You enter each balance with its own APR and current payment. It sums them into one principal, finds your blended (balance-weighted) APR, then compares the total you pay now against a single new loan — reporting your monthly savings and the interest you'd save.
How do I calculate the blended APR on my debts?
Multiply each balance by its APR, add those products up, then divide by the total balance. Example: ($8,000×22.99% + $7,000×19.99% + $5,000×24.99%) ÷ $20,000 ≈ 22.4%. That weighted average — not your highest or lowest card — is what a consolidation offer has to beat.
What APR do I need for consolidation to be worth it?
The new loan's APR should be clearly below your blended APR. If your balances blend to 22% and you qualify for a 9%–12% loan, consolidation usually wins; if the best offer is around your blended rate, you're just moving the debt, not saving on it.
How does this calculator measure my savings?
It compares against the sum of all your current payments, not one card. Monthly savings = your total current payments − the new loan payment, and interest saved = current total interest across every balance − the new loan's interest. That's the real before-and-after of consolidating.
Does combining several debts actually save money?

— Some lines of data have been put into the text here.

PR #2714, opened 2017-10-19
Update config.rst

Gustafosterberg:
Added command to edit the config.yaml file on windows "beet config -e" does not work.

### DIFF
--- a/docs/reference/config.rst
+++ b/docs/reference/config.rst
@@ -13,8 +13,7 @@ config -p`` to see the path on your system):
   Support/beets/config.yaml``.
 
 You can launch your text editor to create or update your configuration by
-typing ``beet config -e``. (See the :ref:`config-cmd` command for details.) It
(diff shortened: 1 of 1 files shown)


sampsyo:
Hello! Thank you for the suggestion. I have a couple of thoughts:

* It might be better just to fix the command! What's the problem you're experiencing? Let's address it directly.
* Or, if we add this to the docs, we should give a more complete path to file to edit. `notepad config.yaml` will just create a config file in the current directory.

Gustafosterberg:
Hi Adrian

1. The "beet config -e" command gives the error: "error: Could not edit configuration: [Errno 2] No such file or directory" when used in windows. 
2. You are correct it would be better to provide a more complete path, the complete command would be "notepad AppData\Roaming\beets\config.yaml"

jtpavlock:
Closing as abandoned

Only when the new rate beats your blended APR after fees. The win comes from replacing a mix of high-APR balances with one lower rate — the bigger the gap between your blended APR and the new rate, the more interest you save over the payoff.
What about the loan's payment, fees, and amortization?
This page focuses on the combine-and-compare decision rather than re-deriving a single loan's payment or how an origination fee trims the amount you receive. For that detailed breakdown of the new loan itself, see our Personal Loan Calculator, then bring the rate and term back here to compare.
Should I include every balance in the blend?
Yes — leave one out and your blended APR looks artificially low, which can make a mediocre offer seem good. List every balance you intend to pay off (cards, store cards, an old personal loan) so the weighted average reflects what you actually carry.
Does debt consolidation hurt my credit score?
There's a small short-term dip from the hard inquiry and a new account. Over time, paying balances down and lowering your credit utilization usually helps your score — as long as you don't run the cleared cards back up.
Is a single payment really better than several?
One payment is easier to manage and removes the risk of missing a due date among several cards, but convenience alone isn't the test. The number that matters is whether the consolidated rate beats your blended APR — let the interest-saved figure decide, not the simplicity.